El terrorismo no tiene ideología, y a él recurren individuos desquiciados y resentidos con su entorno y la sociedad, que en medio de sus delirios acometen acciones brutales para poner en el centro de la atención las ideas que le han llevado a sus frustraciones o vacíos existenciales; también grupos políticos o religiosos extremistas que buscan hacer prevalecer sus demandas, promover sus opiniones, posiciones ideológicas o religiosas, y responder o enfrentar agresiones de otros grupos o fuerzas más poderosas, como el Estado, por ejemplo, que igual que ellos echa manos del terror, para disuadir, conquistar, imponer y pillar.
Pues bien, a pesar de que el terrorismo no tiene ideología ni un espacio geográfico exclusivo que lo acune, los medios informativos a que he hecho referencia venden la idea de que el terrorismo es un hechura musulmana, de que su factura o denominación de origen está en el fundamentalismo religioso que, según ellos, tomó el camino de las armas y el terror para imponer el Islam al Este cultural o político, porque en él debemos incluir a Japón, Corea del Sur y Taiwán, geográficamente orientales aunque políticamente occidentales.

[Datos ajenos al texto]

PR #8297, opened 2023-07-18
restructuring jsonnet to carry around an environment rather than using explicit lazy

SophiaSR:
This is a restructuring of the types in jsonnet. 
The key points are that now instead of an explicit "lazy" wrapping of objects and arrays, we now carry around the environment as well. this is needed since we need to be able to make modifications to the environment in which object fields are evaluated based on which object they are part of. Another part of this restructuring includes delaying the setting of self/super until the latest possible point, thus being able to access the correct fields when objects are merged. 
PR checklist:


libs/ojsonnet/Core_jsonnet.ml
```diff
@@ -161,11 +161,65 @@ and for_comp = tok (* 'for' *) * ident * tok (* 'in' *) * expr
 [@@deriving show { with_path = false }]
 
 (*****************************************************************************)
-(* Program *)
+(* Env *)
 (*****************************************************************************)
+type env = {
```
aryx: Why move those types to Core_jsonnet.ml? We could keep Value_jsonnet.ml and move the environment that was in Eval_jsonnet.ml in Value_jsonnet.ml.

I try hard to "separate concerns" and so define data-structures in different files if they are quite independent.
For instance we have some phases like Desugar_jsonnet.ml that can produce Core_jsonnet.program and this phase does not have to know about environment and values.

libs/ojsonnet/Core_jsonnet.ml
```diff
@@ -161,11 +161,65 @@ and for_comp = tok (* 'for' *) * ident * tok (* 'in' *) * expr
...
+   * evaluation so we model this by allowing unevaluated expressions in environment below.
+   *)
+  locals : (local_id, local) Map_.t;
+  (* for call tracing *)
+  depth : int;
+}
 
-type program = expr [@@deriving show]
+and local_id = LSelf | LSuper | LId of string
+and local = Val of (value_ * env) | Expr of (expr * env)
```
aryx: you could rename this type to lazy_expr or even better lazy_value and add a comment about the environment, that it's used to be simply value_ Lazy.t but that we switch to explicit env because of + and the need to access the environment etc. etc. (and that with lazy/closure there was no way we could do that).

libs/ojsonnet/Core_jsonnet.ml
```diff
@@ -161,11 +161,65 @@ and for_comp = tok (* 'for' *) * ident * tok (* 'in' *) * expr
...
+  | Str of string AST_jsonnet.wrap
+
+and object_ = asserts list * value_field list
+
+(* opti? make it a hashtbl of string -> field for faster lookup? *)
+and value_field = {
+  (* like Str, strictly evaluated! *)
+  vfld_name : string AST_jsonnet.wrap;
+  vfld_hidden : AST_jsonnet.hidden AST_jsonnet.wrap;
+  vfld_value : expr * env;
```
aryx: Here it should be lazy_value I think, like for locals, so accessing a field is evaluated only once.

libs/ojsonnet/Eval_jsonnet.ml
```diff
@@ -31,18 +30,19 @@ let logger = Logging.get_logger [ __MODULE__ ]
...
-   * environment where the locals are defined. Jsonnet uses lazy
-   * evaluation so we model this by using Lazy below.
-   *)
-  locals : (local_id, V.value_ Lazy.t) Map_.t;
-  (* for call tracing *)
-  depth : int;
-}
 
-and local_id = LSelf | LSuper | LId of string
+(*type env = {
```
aryx: This comment should be removed (and the environment type moved to Value_jsonnet.ml instead).

libs/ojsonnet/Core_jsonnet.ml
aryx: It's nice to document design decisions and document design changes in comments, so one can remember why we did the things the way we did it and how we arrived to the final design. Otherwise in 6 months one can look at the code and ask "but why the hell they didn't simply use a value_ lazy.t instead of passing around this environment"

libs/ojsonnet/Core_jsonnet.ml
```diff
@@ -161,11 +161,65 @@ and for_comp = tok (* 'for' *) * ident * tok (* 'in' *) * expr
...
+and local = Val of (value_ * env) | Expr of (expr * env)
+
+(*****************************************************************************)
+(* Values *)
+(*****************************************************************************)
+and value_ =
+  | Primitive of primitive
+  | ObjectVal of object_ AST_jsonnet.bracket
+  | Function of function_definition
+  | Array of (expr * env) array AST_jsonnet.bracket
```
aryx: same here, it should be lazy_value array AST_jsonnet.bracket, otherwise
we would reevaluate each time array elements.

libs/ojsonnet/Core_jsonnet.ml
aryx: Maybe it could be  Val of ... | Unevaluated of expr * env
and also because env needs to be present in both case, we could use a record instead and
document why we also need env even for the Val case (which is subtle, but useful because of nested
array elts or fields, and again this is the kind of things that is nice to document in comments).

libs/ojsonnet/Eval_jsonnet.ml
```diff
@@ -173,70 +165,80 @@ let rec eval_expr (env : env) (v : expr) : V.value_ =
...
           match
             fields
-            |> List.find_opt (fun (field : V.field) -> fst field.fld_name = fld)
+            |> List.find_opt (fun (field : value_field) ->
+                   fst field.vfld_name = fld)
           with
           | None -> error tk (spf "field '%s' not present in %s" fld (sv e))
-          | Some fld -> Lazy.force fld.fld_value.v)
+          | Some fld ->
+              let new_self = ObjectVal (_l, (_assertsTODO, fields), _r) in
```
aryx: This could be a in a separate PR. This is unrelated to the refactoring.

libs/ojsonnet/Eval_jsonnet.ml
```diff
@@ -654,9 +627,60 @@ and eval_for_comp env v =
...
+(*Same as eval_expr but with profiling *)
+and eval_program (e : Core_jsonnet.program) (env : env) : value_ =
+  let v = eval_expr env e in
   v
   [@@profiling]
+
+(*****************************************************************************)
+(* Manfestation *)
+(*****************************************************************************)
+and manifest_value (v : value_) : JSON.t =
```
aryx: Again if possible if would be better to have this in a separate Manifest_jsonnet.ml file to separate concerns. Sometimes we can't because things are mutually recursive, but if it's not it's better to move in another file (mutual recursivity can also be broken by passing the mutual recursive function as a parameter also).

aryx (changes requested):

libs/ojsonnet/Eval_jsonnet.ml
SophiaSR: manifest and eval are unfortunately mutually recursive. The to_string coercion for adding strings to things that are not strings calls manifest which in turn now calls eval_expr

libs/ojsonnet/Core_jsonnet.ml
SophiaSR: I think the reason I moved these originally, is I tried to keep environment in a separate file, which then lead to some mutual recursion issues, so I ended up moving everything into 1. But, yes! Moving env into Value_jsonnet works, will fix  that.

libs/ojsonnet/Eval_jsonnet.ml
```diff
@@ -15,8 +15,8 @@
 open Common
 open Core_jsonnet
 module A = AST_jsonnet
-module V = Value_jsonnet
 module J = JSON
+open Value_jsonnet
```
aryx: Please put back the module alias instead of open. It's not documented anywhere I think but we usually try to avoid to use open Xxx because it makes it harder when reading the code to see where functions or types are coming from. It's usually
ok to open Common (because we're supposed to know the 50 basic functions that are in there), and to also open the file defining the main data structure used in a file (e.g., in Naming_AST.ml we do 'open AST_generic' because we know that's the only data structure used).
But here, we manipulate 2 data structures, which actually have sometimes the same name, so it can be confusing to know what is what, so better to qualify with V.xx the produced value.

libs/ojsonnet/Eval_jsonnet.ml
```diff
@@ -102,63 +76,73 @@ let log_call env str tk =
...
-  | V.Object _ -> "object"
-  | V.Array _ -> "array"
-  | V.Function _ -> "function"
-
-let std_primivite_equals _env (v : V.value_) (v' : V.value_) : bool =
+  | Primitive (Null _) -> "null"
+  | Primitive (Bool _) -> "boolean"
+  | Primitive (Double _) -> "number"
+  | Primitive (Str _) -> "string"
+  | ObjectVal _ -> "object"
```
aryx: See, because of your open you had to rename some constructors, but if instead you qualify, there's no need to rename

libs/ojsonnet/Eval_jsonnet.ml
```diff
@@ -102,63 +76,73 @@ let log_call env str tk =
...
-               let v = lazy (eval_expr env e) in
-               { V.v; e })
+        xs
+        |> Common.map (fun x -> { value = Unevaluated x; env })
+        |> Array.of_list
       in
-      V.Array (l, elts, r)
-  | Lambda v -> V.Function v
+      Array (l, elts, r)
+  | Lambda v -> Function v
```
aryx: Again, better keep Lambda, so it mimics more the parallel between Core_jsonnet and Value_jsonnet.

libs/ojsonnet/Eval_jsonnet.ml
```diff
@@ -551,27 +539,33 @@ and eval_binary_op env el (op, tk) er =
...
-    | V.Array (_, _, _), V.Array (_, [||], _) -> Sup
-    | V.Array (al, ax, ar), V.Array (bl, bx, br) -> (
-        let a0 = Lazy.force ax.(0).v in
-        let b0 = Lazy.force bx.(0).v in
+    | Array (_, [||], _), Array (_, [||], _) -> Eq
+    | Array (_, [||], _), Array (_, _, _) -> Inf
+    | Array (_, _, _), Array (_, [||], _) -> Sup
+    | Array (al, ax, ar), Array (bl, bx, br) -> (
+        let a0 =
+          match ax.(0).value with
```
aryx: You can probably factorize all those match Val | Unevaluated in a separate function like
eval_lazy_value so you don't have to repeat yourself all the time.

libs/ojsonnet/Eval_jsonnet.ml
```diff
@@ -586,53 +580,41 @@ and eval_std_cmp env tk (el : expr) (er : expr) : cmp =
 (* eval_obj_inside *)
 (*****************************************************************************)
 
-and eval_obj_inside env (l, x, r) : V.value_ =
+and eval_obj_inside env (l, x, r) : value_ =
+  let hdupes = Hashtbl.create 16 in
```
aryx: you should move back hdupes under the match Object since we don't use it in the other case?

libs/ojsonnet/Manifest_jsonnet.mli
```diff
@@ -1,7 +0,0 @@
-exception Error of string * Tok.t
-
-(* TODO: at some point we probably would prefer an AST_generic.program
- * which could track the origin of tokens through import, eval, and
- * manifestation and that we could pass to osemgrep to evaluate the rules.
- *)
-val manifest_value : Value_jsonnet.value_ -> JSON.t
```
aryx, line 7: We could keep Manifest_jsonnet.ml, but just call the one in Eval_jsonnet.ml, so at least we mimic more the jsonnet spec in the way the files are organized.

libs/ojsonnet/Value_jsonnet.ml
```diff
@@ -1,74 +1,68 @@
-(* Yoann Padioleau
```
aryx, line 1: Why removing this comment?
Please put it back, and you can add your name after mine at the top
(and change r2c in Semgrep Inc. instead)

libs/ojsonnet/Value_jsonnet.ml
```diff
@@ -1,74 +1,68 @@
...
-module A = AST_jsonnet
-module C = Core_jsonnet
-
 (*****************************************************************************)
-(* Prelude *)
+(* Env *)
 (*****************************************************************************)
-(* Jsonnet "values".
- *
- * See https://jsonnet.org/ref/spec.html#jsonnet_values
```
aryx, line 23: please restore this toplevel comment too.
Each of our file has this Copyright then Prelude comments, so good to be consistent.

libs/ojsonnet/Value_jsonnet.ml
```diff
@@ -1,74 +1,68 @@
...
- * modify it under the terms of the GNU Lesser General Public License
- * version 2.1 as published by the Free Software Foundation, with the
- * special exception on linking described in file LICENSE.
- *
- * This library is distributed in the hope that it will be useful, but
- * WITHOUT ANY WARRANTY; without even the implied warranty of
- * MERCHANTABILITY or FITNESS FOR A PARTICULAR PURPOSE.  See the file
- * LICENSE for more details.
- *)
-module A = AST_jsonnet
```
aryx, line 15: You can also restore those module aliases to keep the code shorter.

src/osemgrep/networking/Rule_fetching.ml
```diff
@@ -266,7 +266,7 @@ let parse_rule ~registry_caching (file : Fpath.t) :
           ~import_callback:(import_callback ~registry_caching)
           file ast
       in
-      let value_ = Eval_jsonnet.eval_program core in
+      let value_ = Eval_jsonnet.eval_program core Value_jsonnet.empty_env in
```
aryx: Maybe we should define an Eval_jsonnet.eval_program_with_env and an Eval_jsonnet.eval_program
that calls the other one with an empty env, so we don't have to repeat ourselves everywhere by passing
this empty env. This also hide implementation details (the fact that we refactored the code to use an env instead of lazy value) and don't push this detail to the user of the API (who should not care about those details).

src/parsing/Manifest_jsonnet_to_AST_generic.ml
```diff
@@ -12,9 +12,11 @@
  * MERCHANTABILITY or FITNESS FOR A PARTICULAR PURPOSE.  See the file
  * LICENSE for more details.
  *)
-module V = Value_jsonnet
+
 module G = AST_generic
 module A = AST_jsonnet
+module E = Eval_jsonnet
+open Value_jsonnet
```
aryx: again, please avoid using open and instead qualify. 
Here we manipulate 3 different complex data structures, so better qualify.

aryx (approved):
I approve but that does not mean you should not address the comments. It's just mean there's no need for another round of review; what remains is simple to fix and the rest looks fine so you should try your best to address the comments and then merge to move forward.

src/osemgrep/networking/Rule_fetching.ml
SophiaSR: Can do! We will still have to expose the one with environment in the mli though since Manifest_jsonnet_to_AST_generic has to call the one with a specified environment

Pero el asunto hay que verlo más allá del propósito maniqueo, más allá de los etiquetados yihadistas; quizás debemos remontarnos a las primeras sociedades humanas, a los enfrentamientos violentos entre las gens o a la historia del judaísmo, simiente de la cultura occidental, una religión afianzada por Jehová, según la mitología judaica, y que para afianzarla recurrió al terror, utilizando desde Josué hasta Ariel Sharón, quienes aterrorizaron pueblos enteros, matando niños, ancianos y mujeres ajenos a los conflictos políticos enmascarados de religiosos.
Moisés fue un líder político religioso, según nos cuenta la Biblia, que dirigió el proceso de liberación del pueblo judío, esclavizado por los egipcios. Este patriarca dejó el destino de su pueblo en manos de un militar, Josué, quien dirigió un plan de conquista en el que se impuso el terror. El libro bíblico que lleva su nombre cuenta sus hazañas terroristas cuando se toma a Jericó y destruye a Hai. En el capítulo 6 versículo 21 dice: “Y destruyeron a filo de espada todo lo que en la ciudad había; hombres y mujeres, jóvenes y viejos, hasta los bueyes, las ovejas, y los asnos”.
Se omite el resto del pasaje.